Down sharply from a peak of 8.0 Bcf/d in January, U.S. exports of liquefied natural gas (LNG) fell sharply to average just 3.1 Bcf/d in July, according to figures published Tuesday by the Energy Information Administration (EIA).
The 3.1 Bcf/d of exports averaged in July roughly matches the volume exported in May 2018, when total U.S. LNG export capacity was around one third of current capacity, the agency said.
“During the week of July 12-18, 2020, LNG weekly exports were loaded by only four vessels for a total of 2.0 Bcf/d — the same levels as the second week of December 2016,” EIA said in a research note.
EIA expects LNG exports “to remain at low levels for the next few months,” with the agency citing reports that “45 cargoes have been canceled for August shipments and an estimated 30 cargoes have been canceled for September shipments.”

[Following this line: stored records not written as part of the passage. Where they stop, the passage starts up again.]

PR #1052, opened 2022-06-16
[REACTOR] Bring back `.subscribeOn(ReactorUtils.BLOCKING_CALL_WRAPPER)` for EmailSubmissionSetMethod

quantranhong1999:
Underlying call to CanSendFrom could be blocked which is not allowed in non-blocking thread
`"block()/blockFirst()/blockLast() are blocking, which is not supported in thread reactor-http-epoll-8"`


chibenwa:
I really wonder if this is legit as we encounter this for a custom component.

Maybe we should rather fix our current component, I proposed n idea of fix going this way...

chibenwa (changes requested):
See above

PR #1053, opened 2022-06-16
 JAMES-3763 BlobMailRepository: No isolation across mail repositories

jeantil:
I think this should replace #1046 

The implementation in #1046 doesn't account for the mime message store bucketname which needs to be instanciated based on the url too so that both computations are synced.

The sagging export volumes have coincided with the Covid-19 pandemic that has dramatically dampened economic activity at home and abroad.
“Global natural gas demand has declined in response to Covid-19 mitigation efforts,” EIA said. “High natural gas inventories in Europe and Asia and an ongoing expansion of global LNG liquefaction capacity have also contributed to international natural gas and LNG prices reaching all-time historical lows.
“Because most U.S. LNG exports are traded in the global spot market, low global spot and forward prices for natural gas and LNG made exports from the United States uneconomical.”
Looking at the number of cargoes loaded and the total U.S. liquefaction capacity currently in operation, EIA estimates that about 46 cargoes were canceled in June and 50 were canceled in July.
Cheniere Energy Inc.’s Sabine Pass and Corpus Christi terminals, as well as the Freeport LNG terminal, were the hardest hit, operating at utilization levels of 33%, 28% and 6%, respectively, the agency said.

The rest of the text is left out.